What else? We made peanut butter ball ladybugs for a birthday party at ChuckECheese. Colin, who loves to bake more than anything sagely told me as he manned the mixer of peanut butter, "well, I can't turn it on yet, because you can't mix something if it's the only thing in the bowl. Then it wouldn't be MIXING, it would just be SMOOSHING." I fear for this child's future teachers and hope they all have good psychiatric help. I know I need it dealing with him and his noble, yet irritating, insistence on precision. Today, we had a blast at a graduation party for our favorite babysitter, Hannah, who had the nerve to get a swimming scholarship to college in PENNSYLVANIA, not exactly close enough to come home and watch the boy-os. So, while we're happy for her (and shocked how old she is, as I used to be HER nanny until I went to college), we're going to miss her--a lot! Our other favorite babysitter, Holly, is also going away to school in ALASKA. Does no one go to community college anymore? I'm going to be out of a job if people don't stick closer to home--not to mention out of date nights!

I have to say, the boys did a nice job with rolling these out into balls. And their favorite part: digging through a one-pound vat of jellybeans to sort out only the black ones. Who said learning can't be delicious?

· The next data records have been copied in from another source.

PR #1715, opened 2026-05-16
fix(tui): scroll transcript when composer has text (#1677)

tdccccc:
## Summary

- When `composer_arrows_scroll` is enabled, Up/Down keys now always scroll the transcript, regardless of whether the composer has text.
- Previously, arrows only scrolled when the composer was empty. With text in the composer, mouse wheel events (sent as arrow keys by terminals without mouse capture) navigated input history instead of scrolling the transcript, making it impossible to review earlier conversation while mid-typing.

## Problem

On terminals without mouse capture (e.g. Warp on Windows, legacy conhost), mouse wheel events are converted to Up/Down arrow keys by the terminal. When `composer_arrows_scroll = true`, these arrow keys only triggered transcript scrolling when the composer was empty. If the user had text in the input field, the arrow keys navigated input history instead, preventing scrolling while typing.

Users had to manually add `mouse_capture = true` to their config to work around this, which isn't obvious.

## Fix

Removed the `app.input.trim().is_empty()` guard in `handle_composer_history_arrow`. When `composer_arrows_scroll` is enabled, arrows always scroll the transcript. When disabled (the default on non-Windows with mouse capture), behavior is unchanged.

## Test plan

- [x] Updated `history_arrow_handles_nonempty_input` to explicitly set `composer_arrows_scroll = false`
- [x] Updated `composer_arrows_scroll_nonempty_still_navigates_history` → `composer_arrows_scroll_nonempty_also_scrolls` to verify new behavior
- [x] All 3119 existing tests pass

### DIFF
--- a/crates/tui/src/tui/composer_ui.rs
+++ b/crates/tui/src/tui/composer_ui.rs
@@ -56,15 +56,17 @@ pub(crate) fn handle_composer_history_arrow(
         return false;
     }
 
-    // When `composer_arrows_scroll` is enabled and the composer is empty,
-    // plain Up/Down scroll the transcript.  This helps terminals that map
-    // trackpad gestures to arrow keys.  Otherwise arrows always navigate
-    // input history regardless of composer state (#1117).
-    let scroll_on_empty = app.composer_arrows_scroll && app.input.trim().is_empty();
+    // When `composer_arrows_scroll` is enabled, plain Up/Down always
+    // scroll the transcript regardless of whether the composer has text.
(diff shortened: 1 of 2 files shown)


Hmbown:
Thanks for fixing the mouse-wheel-as-arrow draft problem. The scoped behavior was harvested into v0.8.39 via #1734 and credited in the changelog, so I am closing this PR to keep the queue clean. The separate empty-composer Windows default is tracked in #1720 for v0.8.40.

PR #6098, opened 2019-11-27
Add full desc for Max moves

ZardMX:
Question: Looks like Obstruct (protection move introduced in gen 8) is not included in the list of moves listed in other protection moves' full descriptions, do I add Obstruct in those lists in this PR as well or do I create a new one for it after this. If I should add it in this PR, what do I title this?


Zarel:
Thanks! Yeah, adding Obstruct is probably a good idea, but asking @Marty-D to make sure.

Issue #6070, opened 2019-11-25
Speed calculation under weather triggered abilities?


betairylia:
Hi, I know gen8 is currently under test. here's probably a problem:

https://replay.pokemonshowdown.com/gen8battlestadiumdoubles-1016567180
Turn 4 (I am sunny side)

Not checked the in-game behavior though, so if I have expected something weird please forgive me...
( I will try to check that in the game later.

Vanilluxe: scarf (guessed), maximum speed should be 216 (144 * 1.5);
However the Leafeon has the ability Chlorophyll, with 252EV (neutral nature) on Spe, resulting 294 Spe stat (147 * 2):

Leafeon @ Choice Band  
Ability: Chlorophyll  
Level: 50  
EVs: 252 Atk / 4 SpD / 252 Spe  
Adamant Nature  
- Solar Blade  
- Leaf Blade  
- Double Kick  
- Quick Attack

In this turn leafeon chose the move Solar Blade. ( not sure if it was related to this specific move, bcz it works fine in other match
So the expected behavior should be leafeon uses its solar blade before the blizzard, if I understood this generation's speed calculation correctly (it was calculated dynamically)
Not sure where goes wrong, just want to discuss (perhaps my head goes wrong sry)

Or, is it just because the lack of notication when Quick Claw was triggered?
I think it will play an animation in-game...

Thanks!

Zarel:
I'm surprised there wasn't already an issue about this. But yes, Speed is updated dynamically this gen, which has yet to be implemented.

betairylia:
Thanks for your reply! It was not implemented yet?
Do you mean weather abailities or including weather etc. ? Sometimes it feels (honestly at most time) that it was already implemented while using prankster tailwind.

HoeenCoder:
This was fixed in #6100

PR #6100, opened 2019-11-28
Dynamic speed updates for Gen 8

HoeenCoder:
This makes generation 8 use dynamically updating speed. Specifically speeds are updated after each action in the queue completes. Changes up to this point tested with @DaWoblefet.

TODO:
- [x] Fix failed tests (fusion bolt/flare, redirection in doubles)
- [x] Add tests to ensure dynamic speed works in gen 8 and prior speed system is used in gen 7.
- [x] Figure out whats going on with this line is doing. https://github.com/smogon/pokemon-showdown/blob/master/sim/side.ts#L694 Specifically the priority being lower (<= 0) than start (102) causes problems if the queue is dynamically updated when `battle.turn === 0`.

### DIFF
--- a/data/moves.js
+++ b/data/moves.js
@@ -284,6 +284,7 @@ let BattleMovedex = {
 			let action = this.willMove(target);
 			if (action) {
 				this.cancelMove(target);
+				action.priority = 7.1;
 				this.queue.unshift(action);
 				this.add('-activate', target, 'move: After You');
 			} else {
--- a/data/moves.js
+++ b/data/moves.js
@@ -283,9 +283,7 @@ let BattleMovedex = {
 			if (target.side.active.length < 2) return false; // fails in singles
 			let action = this.willMove(target);
 			if (action) {
-				this.cancelMove(target);
-				action.priority = 7.1;
-				this.queue.unshift(action);
+				this.prioritizeAction(action);
 				this.add('-activate', target, 'move: After You');
 			} else {
 				return false;
--- a/sim/battle.ts
+++ b/sim/battle.ts
@@ -2502,7 +2502,7 @@ export class Battle {
 			}
 		}
 		action.sourceEffect = sourceEffect;
-		action.priority = 7.1;
+		action.priority = 10;
 		this.queue.unshift(action);
 	}
 
@@ -2738,7 +2738,7 @@ export class Battle {
 			// in gen 3 or earlier, switching in fainted pokemon is done after
 			// every move, rather than only at the end of the turn.
 			this.checkFainted();
-		} else if (['megaEvo', 'runDynamax'].includes(action.choice) && this.gen >= 7) {
+		} else if (action.choice === 'megaEvo' && this.gen === 7) {
 			this.eachEvent('Update');
 			// In Gen 7, the action order is recalculated for a Pokémon that mega evolves.
 			const moveIndex = this.queue.findIndex(queuedAction =>
@@ -2778,6 +2778,10 @@ export class Battle {
 		}
 
 		this.eachEvent('Update');
+		if (this.gen >= 8 && this.queue.length && this.queue[0].choice === 'move') {
+			this.updateSpeed();
+			this.sortQueue();
+		}
 
 		return false;
 	}
@@ -2797,12 +2801,6 @@ export class Battle {
 			this.queue.shift();
 			this.runAction(action);
 			if (this.requestState || this.ended) return;
-
-			if (this.gen >= 8 && this.turn > 0) {
-				// Dynamically updated speed mid-turn except during team selection.
-				this.updateSpeed();
-				this.sortQueue();
-			}
 		}
 
 		this.nextTurn();
--- a/sim/battle.ts
+++ b/sim/battle.ts
@@ -308,13 +308,6 @@ export class Battle {
 		for (const pokemon of this.getAllActive()) {
 			pokemon.updateSpeed();
 		}
-
-		if (this.gen < 8) return;
-
-		// In gen 8, speed is updated dynamically so update the queue's speed properties.
-		for (const action of this.queue) {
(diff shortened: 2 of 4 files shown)


DaWoblefet:
Interactions we tested:

- Switch to rain -> Swift Swim 201 Speed moves before 401 Speed.
- Prankster Tailwind -> partner 201 Speed moves before 401 Speed.
- Speed tie 200 Speed vs. opposing 200 Speed -> win tie -> partner 101 Speed moves before opponent 200 Speed.
- After You -> Trick Room -> 200 Speed moves before 400 Speed.
- Round/Pledges/Quash/After You/Pursuit is functioning in Gen 7/8
- Faster Intimidate -> proc 156 Speed Adrenaline Orb -> 156 Snow Warning -> 157 Intimidate (I assume this is how this one would behave on cartridge, have not tested / seen footage).

More that should be tested that I of course am only thinking of after the fact:
- Choice Scarf Dynamax uses Choice Scarf for the purposes of Dynamaxing order but not turn order (need to test on cart to confirm)
- Insert other ideas here

Zarel:
...I'm working on this right now.

Zarel:
```diff
diff --git a/sim/battle.ts b/sim/battle.ts
index b80bfa574..ed64d0bac 100644
--- a/sim/battle.ts
+++ b/sim/battle.ts
@@ -2731,7 +2731,7 @@ export class Battle {
                        // in gen 3 or earlier, switching in fainted pokemon is done after
                        // every move, rather than only at the end of the turn.
                        this.checkFainted();
-               } else if (['megaEvo', 'runDynamax'].includes(action.choice) && this.gen >= 7) {
+               } else if (action.choice === 'megaEvo' && this.gen === 7) {
                        this.eachEvent('Update');
                        // In Gen 7, the action order is recalculated for a Pokémon that mega evolves.
                        const moveIndex = this.queue.findIndex(queuedAction =>
@@ -2771,6 +2771,9 @@ export class Battle {
                }

                this.eachEvent('Update');
+               if (this.gen >= 8 && this.queue.length && this.queue[0].choice === 'move') {
+                       this.sortQueue();
+               }

                return false;
        }
```

is all it needs

sim/battle.ts
```diff
@@ -2790,6 +2797,12 @@ export class Battle {
 			this.queue.shift();
 			this.runAction(action);
 			if (this.requestState || this.ended) return;
+
+			if (this.gen >= 8 && this.turn > 0) {
+				// Dynamically updated speed mid-turn except during team selection.
+				this.updateSpeed();
+				this.sortQueue();
+			}
```
Zarel: This should be moved to the end of `runAction`.

Also, for performance reasons, you might as well just do this:

```
 if (this.gen >= 8 && this.queue.length && this.queue[0].choice === 'move') {
```

sim/battle.ts
```diff
@@ -2496,6 +2502,7 @@ export class Battle {
 			}
 		}
 		action.sourceEffect = sourceEffect;
+		action.priority = 7.1;
```
Zarel: Maybe something significantly higher, like 10? Unless there's a reason for this.

Zarel: Also, with my optimization, this doesn't actually need to happen afaict.

Zarel: Oh, nvm, it is move actions being prioritized. Yeah, this is necessary.

data/moves.js
```diff
@@ -284,6 +284,7 @@ let BattleMovedex = {
 			let action = this.willMove(target);
 			if (action) {
 				this.cancelMove(target);
+				action.priority = 7.1;
 				this.queue.unshift(action);
```
Zarel: Should this just use `prioritizeAction`?

Zarel:
>  Figure out whats going on with this line is doing. https://github.com/smogon/pokemon-showdown/blob/master/sim/side.ts#L694 Specifically the priority being lower (<= 0) than start (102) causes problems if the queue is dynamically updated when battle.turn === 0.

It puts the Pokémon in the order specified by Team Preview.

Zarel:
The problem with the Fusion Bolt/Flare test is that the RNG rerolls cause Zekrom rather than Reshiram to win the Speed tie.

Zarel:
Fixes #6070

Should probably note that.

Zarel:
The problem with the redirection test is that one of the Wailords gets Confused from Water Pulse, changing the test results.

Zarel:
I fixed your tests in a00d64a092f36f2728a3; just rebase on top of master.

Zarel:
Your last failing test is annoying so I'll fix it after you rebase.

data/moves.js
HoeenCoder: Probably, I'll test it.

sim/battle.ts
HoeenCoder: I set the priority level to 10 in prioritizeAction

sim/battle.ts
```diff
@@ -2771,6 +2778,10 @@ export class Battle {
 		}
 
 		this.eachEvent('Update');
+		if (this.gen >= 8 && this.queue.length && this.queue[0].choice === 'move') {
+			this.updateSpeed();
```
Zarel: I would do your `action.speed = action.pokemon.speed` loop here rather than inside `updateSpeed`.

Zarel:
I like the Water Gun fix more than the Own Tempo fix; feel free to fix mine to also use Water Gun.

urkerab:
Well, that didn't quite work out, due to the Triples test, but whatever.

HoeenCoder:
I think its overall OK. That one should be safe from RNG due to it only checking if gastrodon's spa stat was boosted (storm drain).

urkerab:
A bug report regarding After You:

https://www.smogon.com/forums/posts/8300643

PR #6102, opened 2019-11-28
Update Repo Links

Spandamn:
Obviously had to write a script for this


Zarel:
> write a script

For the record, find-and-replace is built into VS Code, no scripting necessary. :p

Oh, Liam. I just find myself saying that all the time. At his three year checkup a few weeks back, our pediatrician asked: "Can he put a shirt on by himself?" Uh, yeah. And socks, pants, underpants and a tie too. Every morning at 6am, Liam wakes my (by tapping incessantly, yet gently, on my face). "Mama, can you do my button, I all dressed by mine self!" Yes, he picks out his own clothes, can't you tell? Two things I don't understand about boys' clothes though: 1) who puts buttons instead of snaps on 3 year old pants? They are impossibly at odds with potty-training, not to mention my sleep schedule. 2) Why do they put the cool picture on the BACK of boys' briefs and not the front? Now that I'm TRYING to get Liam to actually put on underpants, he does, but always backwards "so I can see Superman" was the reasoning I got today. Oy vey. Today he got another lesson in clothing. He was patting my back and felt my bra strap and asked what it was and what it was for. "Holding my boobs up!" I replied. Then he went up to Colin's room and said: "Colin, Mama has a booby strap!" which was just TOO funny because all week they've been into making "booby traps" which I think they got from watching Scooby Doo. "Those meddling kids" use them a lot to trap the bad guys, I think. So, all over the house, I find piles of random toys, books, etc that the kids tell me are "Booby traps". Mostly they are there to trip me up and keep Eamon from getting to whatever they are playing.

3 comments:

cmarnold said...

Wait a second...my iPod earphones???

Anonymous said...

btw...i have a replacement pan for you on those ladybugs....

meg said...

did Dad make it home safe and sound? Matt says we will come out and help construct...by that I assume he means they construct and you and I watch!!